Key Findings and Recommendations
Business Insights
Recommendations — recommendations — Business insights and next steps
Company: Analytics Corp
Objective: Analyze feature relationships using elastic net regularization
Recommendations
Based on the data profile provided, here are actionable business recommendations for Analytics Corp:
Focus on Important Features (x1, x3, x4):
Conduct Detailed Analysis on x1, x3, and x4:
Fine-Tune Models with Elastic Net Regularization:
Implement Recommendations from the Model:
Monitor and Iteratively Improve:
Consider Collaboration and Cross-functional Insights:
By following these recommendations, Analytics Corp can leverage the insights gained from the analysis of key features and the model to drive strategic decisions, optimize business processes, and enhance overall business performance.
Recommendations
Based on the data profile provided, here are actionable business recommendations for Analytics Corp:
Focus on Important Features (x1, x3, x4):
Conduct Detailed Analysis on x1, x3, and x4:
Fine-Tune Models with Elastic Net Regularization:
Implement Recommendations from the Model:
Monitor and Iteratively Improve:
Consider Collaboration and Cross-functional Insights:
By following these recommendations, Analytics Corp can leverage the insights gained from the analysis of key features and the model to drive strategic decisions, optimize business processes, and enhance overall business performance.
Analysis: y
Executive Summary — overview — High-level results and key findings from elastic net regression
Company: Analytics Corp
Objective: Analyze feature relationships using elastic net regularization
Target: y
| metric | value |
|---|---|
| R-squared | 0.529 |
| RMSE | 2.119 |
| MAE | 1.672 |
| Features Selected | 4.000 |
Executive Summary
Based on the executive summary of the elastic net regression analysis by Analytics Corp, here are some key insights focusing on the feature selection capability of elastic net and its potential business impact:
Feature Selection Capability:
Model Performance:
Business Impact:
In summary, the elastic net regularization technique employed by Analytics Corp successfully selected 4 key features out of 12, leading to a model with decent predictive performance.

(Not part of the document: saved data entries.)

PR #129, opened 2018-04-18
Add README and regenerate.sh for GitHub demo data

decentralion:
Keeping the GitHub demo data up-to-date is important, and there isn't
good documentation for how to do that.

This commit adds a short README.md for the demo data, and a
regenerate.sh script that can be invoked to easily update it.

regenerate.sh was forked from fetchGithubRepoTest.sh. I made one change,
which is to manually run `yarn backend` rather than trusting the user to
hvae done it; this ensures correctness, as the user may have changed the
query since the last rebuild, which would result in outdated results.
For consistency and correctness, I also updated fetchGithubRepoTest.sh.
(To avoid noise in the console, the stdout of the build command is
redirected to /dev/null. The error message when build fails [1] is still
reasonably interpretable as a build failure, and the user can run `yarn
backend` on their own to see the exact failure.)

Test plan:
Modify example-repo.json (e.g. by deleting it entirely). Run
regenerate.sh and confirm that the data was regenerated. Run
fetchGithubRepoTest.sh and confirm the test passes.

Note: One of the end cursors minutely changed. I do not know why, but
I verified that it is unrelated to this commit (repros on master).

[1]:
```
$ ./src/plugins/github/fetchGithubRepoTest.sh                                                                                                                                      sourcecred/git/demo-data-readme !
error An unexpected error occurred: "Command failed.
Exit code: 1
Command: sh
Arguments: -c node scripts/backend.js
Directory: /home/dandelion/git/sourcecred
Output:
".
```


src/plugins/github/demoData/README.md
```diff
@@ -0,0 +1,18 @@
+# DemoData Instructions
+
+This folder contains example data for testing the GitHub plugin. The example
+data is generated by running our GitHub API fetch against the SourceCred
+example repo at https://github.com/sourcecred/example-repo/.
+
+The demo data should be regenerated any time either the example repository or
+the GitHub api query change. To regenerate the demo data, run the following
```
wchargin: nit: s/change/changes

src/plugins/github/demoData/README.md
```diff
@@ -0,0 +1,18 @@
...
+command:
+
+`
+$ GITHUB_TOKEN="your_token_here"; src/plugins/github/demoData/regenerate.sh;
```
wchargin: The first semicolon must be removed for the command to be correct. (The trailing semicolon should be removed for good style.)

wchargin: Can we use code fences here (and below)?
``````markdown
```shell
$ GITHUB_TOKEN="your_token_here" src/plugins/github/demoData/regenerate.sh
```
``````
This has the correct semantic meaning (block of code, not inline code), and also renders appropriately.

File: src/plugins/github/demoData/regenerate.sh [hunk 3]
```diff
@@ -0,0 +1,23 @@
...
+
+set -eu
+
+main() {
+  if [ -z "${GITHUB_TOKEN:-}" ]; then
+    printf >&2 'Please set the GITHUB_TOKEN environment variable\n'
+    printf >&2 'to a 40-character hex string API token from GitHub.\n'
+    return 1
+  fi
+  yarn backend >/dev/null;
```
wchargin: Trailing semicolon is unnecessary.

wchargin: (If only `chronic(1)` were part of `coreutils` and not [`moreutils`]… but this is superseded by general comment about this choice, anyway.)

[`moreutils`]: https://joeyh.name/code/moreutils/

src/plugins/github/demoData/README.md
decentralion: Done.

src/plugins/github/demoData/README.md
decentralion: Done

decentralion: Done

src/plugins/github/demoData/regenerate.sh
decentralion: Done (removed the >/dev/null pipe)

decentralion:
> Can we instead let `fetchGithubRepoTest.sh` take a `-u|--updateSnapshot`
argument? This way, (a) we reduce code duplication, and (b) we present
an interface consistent with Jest (which we shouldn’t necessarily strive
for in general, but is a nice benefit).

Sure, happy to do that. Could you recommend a pattern for how to parse those flags, or point me to a good example?

>> manually run yarn backend rather than trusting the user to hvae done
>> it; this ensures correctness, as the user may have changed the query
>> since the last rebuild, which would result in outdated results. For
>> consistency and correctness, I also updated fetchGithubRepoTest.sh.

>This is fine with me. It’s not ideal: best would be a Makefile-like
>resolution that avoids spurious invocations of `yarn backend`, which
>takes an annoyingly long time. Second-best would be an “override”
>argument, but fine to keep as is for now.

Best would be to make the build fast, fixing anything here is second-best.

> Two things. First: this is a sneaky way to say, “by the way, we now
> silence all warnings”. I disagree with this change. I believe that the
> benefit of seeing new actual warnings outweighs the loss of a few lines
> of terminal space. Second (more minor): if we ever want to run this on
> any kind of CI system, the benefit of having the exact errors available
> without re-running `yarn backend` is increased.

Reverted.

And yes, I was in Israel when I generated this change :)

src/plugins/github/fetchGithubRepoTest.sh
```diff
@@ -2,27 +2,58 @@
...
+  diff -uw "${data_file}" "${output}"
   rm "${output}"
 }
 
+update() {
+  fetch >"${data_file}"
+}
+
+main() {
+	cd "$(git rev-parse --show-toplevel)"
```
wchargin: Tab spotted! :o

PR #130, opened 2018-04-19
Simplify GH reference handling

decentralion:
Currently, every type of reference has its own type signature: numeric
references are returned as numbers, url references are a complicated
object containing url parts, and so forth.

Since ultimately the references are just strings, it makes more sense to
treat references as plain strings. This allows a much simpler
implementation of reference edge creation in the GitHub plugin.

This commit also adds username reference detection.

Test plan:
Verify that the updated tests encode appropriate behavior.

### DIFF
--- a/src/plugins/github/parseReferences.js
+++ b/src/plugins/github/parseReferences.js
@@ -13,26 +13,18 @@ function findAllMatches(re: RegExp, s: string): any[] {
   return matches;
 }
 
-export function findNumericReferences(body: string): number[] {
-  return findAllMatches(/(?:\W|^)#(\d+)(?:\W|$)/g, body).map((x) => +x[1]);
+export function findReferences(body: string): string[] {
+  // Note to maintainer: If it becomes necessary to encode references in a
+  // richer format, consider implementing the type signature described in
+  // https://github.com/sourcecred/sourcecred/pull/130#pullrequestreview-113849998
+  return [...findNumericReferences(body), ...findGithubUrlReferences(body)];
 }
 
-export type GithubUrlMatch = {|
-  +repoName: string,
-  +repoOwner: string,
-  +parentType: "pull" | "issues",
-  +number: number,
-  +commentFragment: ?{|
-    +fragmentType:
-      | "issue" // a directly linked issue or pull request
-      | "issuecomment" // a directly linked regular comment on issue or pull request
-      | "pullrequestreview" // a pull request review
-      | "discussion_r", // a review comment as part of a pull request review
-    +fragmentNumber: number,
-  |},
-|};
+function findNumericReferences(body: string): string[] {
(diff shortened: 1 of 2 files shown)


src/plugins/github/parseReferences.js
```diff
@@ -46,20 +41,5 @@ export function findGithubUrlReferences(body: string): GithubUrlMatch[] {
       /(?:\W|$)/.source,
     "gm"
```
wchargin: Unrelated to this change, but I think that you do not actually need the `m` (multiline) flag, because `/\n|\r/` is a subset of `/\W/`. Tests pass without the flag. If you think that the flag should be there, then I would like to see a test to this effect (in a different PR).

src/plugins/github/parseReferences.js
```diff
@@ -13,26 +13,21 @@ function findAllMatches(re: RegExp, s: string): any[] {
   return matches;
 }
 
-export function findNumericReferences(body: string): number[] {
-  return findAllMatches(/(?:\W|^)#(\d+)(?:\W|$)/g, body).map((x) => +x[1]);
+export function findAllReferences(body: string): string[] {
+  return findNumericReferences(body)
```
wchargin: `concat` is variadic. Prefer either of the following:
```js
return [].concat(
  findNumericReferences(body),
  findUsernameReferences(body),
  findGithubUrlReferences(body)
);
return [
  ...findNumericReferences(body),
  ...findUsernameReferences(body),
  ...findGithubUrlReferences(body),
];
```

src/plugins/github/parseReferences.js
```diff
@@ -46,20 +41,5 @@ export function findGithubUrlReferences(body: string): GithubUrlMatch[] {
...
-    }
-    return {
-      repoOwner: match[1],
-      repoName: match[2],
-      parentType: match[3],
-      number: +match[4],
-      commentFragment,
-    };
-  });
+  return findAllMatches(urlRegex, body).map((match) => match[0].trim());
```
wchargin: This is totally fine with me. You could also use
```js
return body.match(urlRegex).map((x) => x.trim());
```
because you do not care about any particular capturing groups.

src/plugins/github/parseReferences.js
decentralion: Ack

src/plugins/github/parseReferences.js
decentralion: Done

src/plugins/github/parseReferences.js
decentralion: I tried that, but body.match(urlRegex) returns null and so .map throws a type error. Leaving unchanged.

wchargin: Apparently `match` returns an array of matches, or `null` if there are none—a cardinal sin. Your way is better. :-)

Leveraging these insights can help the company make informed decisions and drive business value based on the identified feature relationships.
Executive Summary
Based on the executive summary of the elastic net regression analysis by Analytics Corp, here are some key insights focusing on the feature selection capability of elastic net and its potential business impact:
Feature Selection Capability:
Model Performance:
Business Impact:
In summary, the elastic net regularization technique employed by Analytics Corp successfully selected 4 key features out of 12, leading to a model with decent predictive performance. Leveraging these insights can help the company make informed decisions and drive business value based on the identified feature relationships.
Analysis: y
Technical Summary — Detailed technical metrics for data scientists
Target: y
| Metric | Value |
|---|---|
| R-squared | 0.529 |
| RMSE | 2.119 |
| MAE | 1.672 |
| MSE | 4.491 |
| Observations | 100.000 |
| Features (total) | 12.000 |
| Features (selected) | 4.000 |
Technical Summary
yModel Performance:
y), as indicated by the R-squared value.Feature Selection:
Elastic Net Regularization:
Further Analysis:
Overall, the data provides a strong foundation for predictive modeling with notable model performance metrics and effective feature selection through Elastic Net regularization. Fine-tuning the regularization parameters could optimize the model further.
Technical Summary
yModel Performance:
y), as indicated by the R-squared value.Feature Selection:
Elastic Net Regularization:
Further Analysis:
Overall, the data provides a strong foundation for predictive modeling with notable model performance metrics and effective feature selection through Elastic Net regularization. Fine-tuning the regularization parameters could optimize the model further.